▸ Task directions
The word "updated" marks the lines you need; copy each of them from the data.

▸ Extracted data
PR #405, opened 2018-11-20
Make test suite more deterministic

corny:
expectNeighUpdate might fail on unexpected updates:
```
=== RUN   TestNeighSubscribeWithOptions
--- FAIL: TestNeighSubscribeWithOptions (0.22s)
	neigh_test.go:371: Add update not received as expected: want 28 got 0
	neigh_test.go:337: Fatal error received during subscription: Link not found
```

### DIFF
--- a/neigh_test.go
+++ b/neigh_test.go
@@ -3,7 +3,6 @@
 package netlink
 
 import (
-	"fmt"
 	"net"
 	"testing"
 	"time"
@@ -257,26 +256,17 @@ func TestNeighAddDelProxy(t *testing.T) {
 	}
 }
 
-func expectNeighUpdate(ch <-chan NeighUpdate, t uint16, state int, ip net.IP) error {
+// expectNeighUpdate returns whether the expected updated is received within one second.
+func expectNeighUpdate(ch <-chan NeighUpdate, t uint16, state int, ip net.IP) bool {
 	for {
 		timeout := time.After(time.Second)
 		select {
 		case update := <-ch:
-			if update.Type != t {
-				return fmt.Errorf("want %d got %d", t, update.Type)
+			if update.Type == t && update.Neigh.State == state && update.Neigh.IP != nil && update.Neigh.IP.Equal(ip) {
+				return true
 			}
-			if update.Neigh.State != state {
-				return fmt.Errorf("want %d got %d", state, update.State)
-			}
-			if update.Neigh.IP == nil {
-				return fmt.Errorf("Neigh.IP is nil")
-			}
-			if !update.Neigh.IP.Equal(ip) {
-				return fmt.Errorf("Neigh.IP: want %s got %s", ip, update.Neigh.IP)
-			}
-			return nil
 		case <-timeout:
-			return fmt.Errorf("timeout")
+			return false
 		}
 	}
 }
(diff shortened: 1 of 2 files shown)


neigh_test.go
```diff
@@ -257,26 +257,30 @@ func TestNeighAddDelProxy(t *testing.T) {
...
 			}
-			return nil
+			err = nil
+			return
 		case <-timeout:
-			return fmt.Errorf("timeout")
+			if err == nil {
+				err = fmt.Errorf("timeout")
+			}
+			return
```
aboch: What does using a naked return give us here ?
Besides the error msg improvement, I'd prefer the direct `return fmt.Errorf()` on error.

neigh_test.go
```diff
@@ -257,26 +257,30 @@ func TestNeighAddDelProxy(t *testing.T) {
...
 			if !update.Neigh.IP.Equal(ip) {
-				return fmt.Errorf("Neigh.IP: want %s got %s", ip, update.Neigh.IP)
+				err = fmt.Errorf("Neigh.IP: want %s got %s", ip, update.Neigh.IP)
 			}
-			return nil
+			err = nil
+			return
 		case <-timeout:
-			return fmt.Errorf("timeout")
+			if err == nil {
```
aboch: Can we even get here with a `err != nil` ?

neigh_test.go
```diff
@@ -257,26 +257,30 @@ func TestNeighAddDelProxy(t *testing.T) {
...
 			if update.Neigh.IP == nil {
-				return fmt.Errorf("Neigh.IP is nil")
+				err = fmt.Errorf("Neigh.IP is nil")
 			}
 			if !update.Neigh.IP.Equal(ip) {
-				return fmt.Errorf("Neigh.IP: want %s got %s", ip, update.Neigh.IP)
+				err = fmt.Errorf("Neigh.IP: want %s got %s", ip, update.Neigh.IP)
 			}
-			return nil
+			err = nil
```
fcrisciani: what's the point to set err if then is put to nil?

corny:
I forgot to add `else` keywords. Please check out my changes.

neigh_test.go
corny: I fixed the if/else structure.

corny:
Instead of returning an error we can simply return a boolean the the expected updates is not receiceived in time. But this could make debugging more difficult.

aboch:
I think I get it now: This function was broken from the beginning because it was assuming that the only update it would receive is the one the caller is looking for. While in reality while waiting for a link/addr/route/... programming feedback, other events are likely to come (entry purged,...).

Written this way, IMO this function is no use, because it will always fail when the first event is not the one we are looking for.

I believe @corny 's change is fixing this logic. But I'd instead prefer to rewrite the code to something like:
```
for {
    select {
        case update := <-ch:
            if update.Type == t && update.Neigh.State == state &&  ip.Equal(update.Neigh.IP) {
                return nil
            }
        case <-time.After(time.Second):
            return fmt.Errorf("timeout")
    }
}
```

corny:
In that case the function better returns a boolean exactly like `expectAddrUpdate` and `expectRouteUpdate` do.

aboch:
> In that case the function better returns a boolean exactly like expectAddrUpdate and expectRouteUpdate do.

Agree

aboch:
@corny are you still pursuing this?

corny:
I've updated my pull request.

aboch:
LGTM

corny:
Thanks!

▸ Answer box
+// expectNeighUpdate returns whether the expected updated is received within one second.
I've updated my pull request.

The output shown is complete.